Tried the free version on OpenRouter with pi.dev and it's competent at tool call...

admiralrohan · 2026-04-01T21:09:44 1775077784

What kind of creative writing are you doing? Fiction or non-fiction like blog posts?

sunaookami · 2026-04-02T08:38:18 1775119098

Fiction. One of my "benchmarks" is giving the model a bunch of (self-made) text and having it simulate a 4chan thread about it. This tests tool use (calling the APIs), some skills, censorship and general creativity. Some models refuse every new turn after reading real 4chan threads ;) Claude is especially good at this surprisingly while GPT fails spectacularly and Gemini is just lazy (and barely usable since it's constantly overloaded). Qwen (coder-model from Qwen CLI, so Qween 3.5) is also very good but sadly not usable in Pi (they detect and block calls outside their CLI).

admiralrohan · 2026-04-02T18:05:36 1775153136

Interesting. Are you running something like Autoresearch loop for writing fiction? How will the agent determine whether the output is good as this is subjective.

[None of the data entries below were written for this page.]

PR #1892, opened 2026-02-18
🔧(compose) replace minio by rustfs

lunika:
## Purpose

Minio is no longer maintained, its git repository is archived. We need to replace it. We decided to choose rustfs
https://github.com/minio/minio/commit/7aac2a2c5b7c882e68c1ce017d8256be2feea27f
https://github.com/rustfs/rustfs

## Proposal

- [x] 🔧(compose) replace minio by rustfs
- [ ] replace minio in github actions
- [ ] replace minio in the helm run in dev mode

### DIFF
--- a/.github/workflows/impress.yml
+++ b/.github/workflows/impress.yml
@@ -189,7 +189,7 @@ jobs:
 
       - name: Configure Rustfs
         run: |
-          docker exec rustfs sh -c \
+          docker run --rm -it minio/mc sh -c \
             "mc alias set impress http://localhost:9000 impress password && \
             mc alias ls && \
             mc mb impress/impress-media-storage && \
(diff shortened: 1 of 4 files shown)


z3ntu:
Good to see something being done about Minio being deprecated/stopped. Is there anything missing, or did this PR just fly under the radar?

lunika:
I was waiting to have feedback about this solution. If you have feedback, already using it, you can share it here.

z3ntu:
It's mostly interest from me running La Suite Docs on a server, checking what's done upstream about Minio. If it's useful, we can update this on the infra and see how it's performing. But we're just a few users, so apart from working vs. not working I don't think we can provide too much feedback :) I also don't really have any other experience with Minio or related software

PR #1898, opened 2026-02-19
🐛 (backend) prevent privileged users from requesting access

maboukerfa:
## Purpose
Prevent privileged users (owners and admins) of a document from submitting an access request on a document they already control.

Without this guardrail, two problems arise:

- Queue pollution — privileged users could inadvertently inflate the access request queue with redundant entries.
- Silent privilege downgrade — more critically, if an owner submits an access request on their own document, another admin could accept it and grant them a lower role (e.g. reader), which would silently strip them of their ownership.

**Example:**
We have a document shared between 2 users:
- John Doe (owner)
- Amine BOUKERFA (admin)
Screenshot 2026-02-19 at 13 32 28

If Amine approves John’s request for read-only access, John will lose ownership of the document. If that happens, neither of them will be able to delete it.

## Proposal
 - Add a validation check in DocumentAskForAccessViewSet.create() that returns a 400 Bad Request if the requesting user already holds a privileged role (OWNER or ADMIN) on the document.
 - Add parametrized tests covering both

### DIFF
--- a/CHANGELOG.md
+++ b/CHANGELOG.md
@@ -53,7 +53,7 @@ and this project adheres to
 - ♿️(frontend) add focus on open to modals #1948
 
 ### Fixed
-
+- 🐛 (backend) prevent privileged users from requesting access #1898
 - 🐛(frontend) fix broadcast store sync #1846
 - 🐛(helm) use celery resources instead of backend resources #1887
 - 🐛(helm) reverse liveness and readiness for backend deployment #1887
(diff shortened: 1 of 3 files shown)


maboukerfa:
Thanks for the approval! my last push was to sign the commit. Just checking in, is there any additional action required from me to get this merged, or is it just pending in the queue? Let me know if anything else is needed.

lunika:
Hi,
Thanks for your contribution.
We have some trouble with the CI, once fixed we will be able to merge it.

maboukerfa:
Alright! Thank you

sunaookami · 2026-04-03T08:00:15 1775203215

I don't have any advanced setup, creative writing is always subjective. I just one-shot most of the time.

skysniper · 2026-04-01T19:13:02 1775070782

it's actually pretty good at openclaw type of tasks for non technical users: lots of tool calls, some simple programing

sunaookami · 2026-04-01T20:24:36 1775075076

Yeah this kind of stuff. I have no experience with OpenClaw though.